# wood dowel or not



## papawd (Jan 5, 2011)

I have been building some garden type benches for gazeebo area and always changing and wanting to try new ideas am wondering if wood dowels mayybe 1/4" would hold down seat slats or should I stick to screws .... I am building these out of cypress and have fluted Oak dowels or just a plain oak dowel rod .. it would give anice look but I am afraid over time it may bow up and the slats are planed down to 3/4" , I may just drill a small 1/4" hole in slat and then screw the slat finish with just a pretend dowel glued in any comments welcomed


----------



## OPG3 (Jan 9, 2011)

Warren, there are a couple of considerations for dowels and their strengths and weaknesses as follows:
Dowels can be subject to shear stresses - which is a force perpendicular to the overall length of the dowel in question. Think of toughness versus a pair of scissors.
Dowels can also be subjected to pullout stresses - which, as the name implies is a force attempting to pullout the dowel from the embeddment in a direction along the dowel's length axis. 

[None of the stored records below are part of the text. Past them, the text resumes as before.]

PR #1957, opened 2021-11-29
Build legacy bootloader with size optimization

hiviah:
Some objects from libtrezor were compiled with `-O3` even when used in bootloader. This changes their compilation to size optimization `-Os`, saving currently 1116 bytes in legacy bootloader.


prusnak (approved):
untested ACK

Feel free to merge if everything works on the device as expected.

hiviah:
Tested on device, everything seems to work fine - installed FW few times, finished setup, works with Suite.

Issue #1737, opened 2021-07-27
PIN/Passphrase input for trezorctl doesn't work in some environments


vietnamese-chowder:
**Describe the bug**
I'm trying to run `trezorctl` to sign a Qtum transaction built in Java alongside a Trezor device, by creating a process through ProcessBuilder that runs the command `trezorctl sign-tx <name_of_file>.json`. After running it, I'm feeding it the PIN (corresponding to the layout) that I acquire from the user on the frontend.

I am inputting the PIN to the process using a `BufferedWriter(OutputStreamWriter(proc.getOutputStream()))` by calling `write(pin)`, then `newLine()`, then `flush()`. Everything works on Linux and on Mac when running the program through Intellij, but when I build the jar file and run that, it doesn't. `trezorctl` doesn't receive the input and my program hangs at the next `stdInput.next()`. On Windows this behaviour also occurs on Intellij, and on Git Bash.

When I run `trezorctl` on the command line on Windows, it works on cmd, but not on Git Bash, exhibiting the same behaviour. I've also tried running my program with sudo, so I don't think it's a permission issue. I'm pretty sure this is an issue with trezorctl's IO and not my application, because I tested the exact same method on a dummy Python script I wrote and it worked, even on Windows.

**Firmware version and revision**
1.10.2

**Desktop/smartphone setup (please complete the following information):**
 - Wallet software: trezorctl
 - OS: Windows
 - Browser: None, Git Bash
 - Version: 0.12.2

**To Reproduce**
1. Make sure your Trezor has either PIN or Passphrase enabled
2. Open Git Bash on Windows
2. Type any trezorctl command i.e. `trezorctl get-address -n "m/49'/0'/0'/0/0"`
3. Try typing your PIN/Passphrase (according to the layout) and press enter

**Expected behavior**
The mask doesn't work, so you'll see what you're typing, and pressing enter does nothing.

**Screenshots**
![image](https://user-images.githubusercontent.com/88055026/127214267-abca0291-277f-42e1-8412-f32159620a83.png)

matejcik:
This seems to be an issue either with the click library, or with Python itself.

possibly related: #1682 

please try manually upgrading click: `pip install --upgrade click` and see if the problem goes away afterwards

matejcik:
The issue is actually a [bug](https://bugs.python.org/issue44762) in Python's `getpass` function, which does not work correctly on Windows unless you're using a real terminal.

[...]

PR #1959, opened 2021-11-30
fix(python): allowing PIN/passphrase input for Git Bash

grdddj:
Trying to solve https://github.com/trezor/trezor-firmware/issues/1737

Allowing the input for PIN/passphrase on Windows in Git Bash, which has issues with hidden input.

Recognizing the situation (through `sys.stdin.isatty()`) and in negative case disallowing the hidden feature and reporting this to the user.

Screenshot from Git Bash on Windows:

image

### DIFF
--- a/python/src/trezorlib/ui.py
+++ b/python/src/trezorlib/ui.py
@@ -15,6 +15,7 @@
 # If not, see <https://www.gnu.org/licenses/lgpl-3.0.html>.
 
 import os
+import sys
 from typing import Any, Callable, Optional, Union
 
 import click
@@ -54,6 +55,12 @@ PIN_CONFIRM = PinMatrixRequestType.NewSecond
 WIPE_CODE_NEW = PinMatrixRequestType.WipeCodeFirst
 WIPE_CODE_CONFIRM = PinMatrixRequestType.WipeCodeSecond
 
+# Workaround for limitation of Git Bash
+# getpass function does not work correctly on Windows when not using a real terminal
+# (the hidden input is not allowed and it also freezes the script completely)
+# Details: https://bugs.python.org/issue44762
+CAN_HANDLE_HIDDEN_INPUT = sys.stdin and sys.stdin.isatty()
+
 
 class TrezorClientUI(Protocol):
     def button_request(self, br: messages.ButtonRequest) -> None:
@@ -70,8 +77,12 @@ def echo(*args: Any, **kwargs: Any) -> None:
     return click.echo(*args, err=True, **kwargs)
 
 
-def prompt(*args: Any, **kwargs: Any) -> Any:
-    return click.prompt(*args, err=True, **kwargs)
+def prompt(text: str, *, hide_input: bool = False, **kwargs: Any) -> Any:
+    # Disallowing hidden input and warning user when it would cause issues
+    if not CAN_HANDLE_HIDDEN_INPUT and hide_input:
+        hide_input = False
+        text += " (WARNING: will be displayed!)"
+    return click.prompt(text, hide_input=hide_input, err=True, **kwargs)
 
 
 class ClickUI:
@@ -144,6 +155,9 @@ class ClickUI:
                     default="",
                     show_default=False,
                 )
+                # In case user sees the input on the screen, we do not need confirmation
+                if not CAN_HANDLE_HIDDEN_INPUT:
+                    return passphrase
                 second = prompt(
                     "Confirm your passphrase",
                     hide_input=True,
--- a/python/.changelog.d/1959.fixed
+++ b/python/.changelog.d/1959.fixed
@@ -1,0 +1,1 @@
+Fix PIN and passphrase entry in certain terminals on Windows


prusnak:
It seems to me that `click.prompt` uses `getpass.getpass` to obtain the input when `hide_input` is set.

According to [this post](https://stackoverflow.com/questions/38878741/getpasswarning-can-not-control-echo-on-the-terminal-when-running-from-idle) `getpass` should be printing a warning if that is not possible. Is that not the case for us?

grdddj:
> `getpass.getpass` should be printing a warning if echo free input is not possible. Is that not the case for us?

It was not the case for me, neither for the reporter of the issue - I have replicated the same behavior. There was no warning, and the script literally froze and had to be killed.

prusnak:
Sorry, I now see the upstream Python bug mentioned earlier: https://bugs.python.org/issue44762

python/src/trezorlib/ui.py
```diff
@@ -71,6 +78,11 @@ def echo(*args: Any, **kwargs: Any) -> None:
 
 
 def prompt(*args: Any, **kwargs: Any) -> Any:
+    # Disallowing hidden input when it would cause issues
+    if not CAN_HANDLE_HIDDEN_INPUT:
+        if "hide_input" in kwargs and kwargs["hide_input"]:
+            kwargs["hide_input"] = False
+            print("(Unfortunately this terminal cannot handle hidden input.)")
```
prusnak, line 85: 1. `click.echo` is probably what we want instead of `print`
2. let's try a slightly different wording

```suggestion
            click.echo("(Warning: This terminal can't handle hidden input. The input may be shown!)")
```

prusnak (changes requested):

python/src/trezorlib/ui.py
grdddj: After the change, the output looks like this. Is it alright?

image

prusnak: I am fine with the outcome, but let you and @matejcik have the final word.

python/src/trezorlib/ui.py
```diff
@@ -71,6 +78,11 @@ def echo(*args: Any, **kwargs: Any) -> None:
 
 
 def prompt(*args: Any, **kwargs: Any) -> Any:
+    # Disallowing hidden input when it would cause issues
```
matejcik, line 81: instead of the `kwargs` shenanigans below:
```
def prompt(text: str, prompt_hidden: bool = False, **kwargs: Any)
```
we never use `*args` so we can instead fetch the positional `text` parameter directly, which is useful (see below)

python/src/trezorlib/ui.py
matejcik: not "input _may_ be shown", we know it _will_ be shown.

As an alternative to the `click.echo` call, maybe modify the `text`, e.g.: `text += " (WARNING: will be displayed!)`
But I'm not super happy about the wording just yet.

python/src/trezorlib/ui.py
```diff
@@ -54,6 +55,12 @@
 WIPE_CODE_NEW = PinMatrixRequestType.WipeCodeFirst
 WIPE_CODE_CONFIRM = PinMatrixRequestType.WipeCodeSecond
 
+# Workaround for limitation of Git Bash
+# getpass function does not work correctly on Windows when not using a real terminal
+# (the hidden input is not allowed and it also freezes the script completely)
+# Details: https://bugs.python.org/issue44762
+CAN_HANDLE_HIDDEN_INPUT = sys.stdin.isatty()
```
matejcik, line 62: `sys.stdin and sys.stdin.isatty()` (from the linked issue - `sys.stdin` can also be none, in which case we probably don't handle the hidden input either

python/src/trezorlib/ui.py
matejcik: also even if we decide to go with echo, it must be just `echo`, not `click.echo` -- because `echo` goes to stderr while `click.echo` without `err=True` goes to stdin.

matejcik (commented):
additional comments:

Consider looking at `CAN_HANDLE_HIDDEN_INPUT` in `get_passphrase` and in that case, only ask once. No point in retyping to confirm if the user can see typos on screen.

This solves the issue for Git bash, but I'm not sure that it solves it for usage in scripts. I was considering a separate `ScriptUI` implementation:
* uses stdin instead of stderr (so `click.echo` and `click.prompt` without the `err` override)
* never uses hidden inputs
* prints prompts on single line, so instead of:
   ```
   prompt("Enter PIN")
   ```
   it would show
   ```
   click.echo("Enter PIN")
   pin = click.prompt()
   ```
* you can select `ScriptUI` by something like `trezorctl --script`
* it does not show PIN help text
* it prints out button request code (and in the future also name/index), PIN request type
* instead of auto-returning PASSPHRASE_ON_DEVICE, it asks you
  * (and of course only asks for passphrase once)
* does not use the envvar - the script is responsible for providing it.
* shows you something like "enter pin: code=None, max_length=50"
  * and then returns whatever you entered directly, the script is responsible for validating

In essence, this mode would turn `trezorctl` into an interactive tool that allows you to integrate Trezor into, say, Java, without writing a Java library.

grdddj:
Thanks for the suggestions. After c2e5955 it looks like:

image

The creation of `ScriptUI` sounds interesting - should we create a separate issue for it?

matejcik:
> The creation of `ScriptUI` sounds interesting - should we create a separate issue for it?

I consider #1737 to be it -- if you read the issue description, it concerns script use, the git bash thing is a sub-issue.
We can accept this PR as a partial fix.

matejcik (approved):
lgtm, please squash&rebase

matejcik:
also please add a changelog entry: "Fix PIN and passphrase entry in certain terminals on Windows"

grdddj:
Sorry for a lot of force-pushes, I had issues with Windows line-endings and formatting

Back to your question, now. In your project the dowels are exposed to both of the forces - but I would venture to guess (not knowing all of your conditions) that pullout is where you will have a problem. 

If the wood gets wet, a couple of things happen:
Eventually with wet wood, you will get wet glue. Many glue joints fail due to erosion over time of exposure to varying conditions. Note: there are some glues much safer in this scenario than others. Obviously waterproof glues perform the best, here.
Also as wood soaks and dries, it expands and contracts - potentially affecting this joint.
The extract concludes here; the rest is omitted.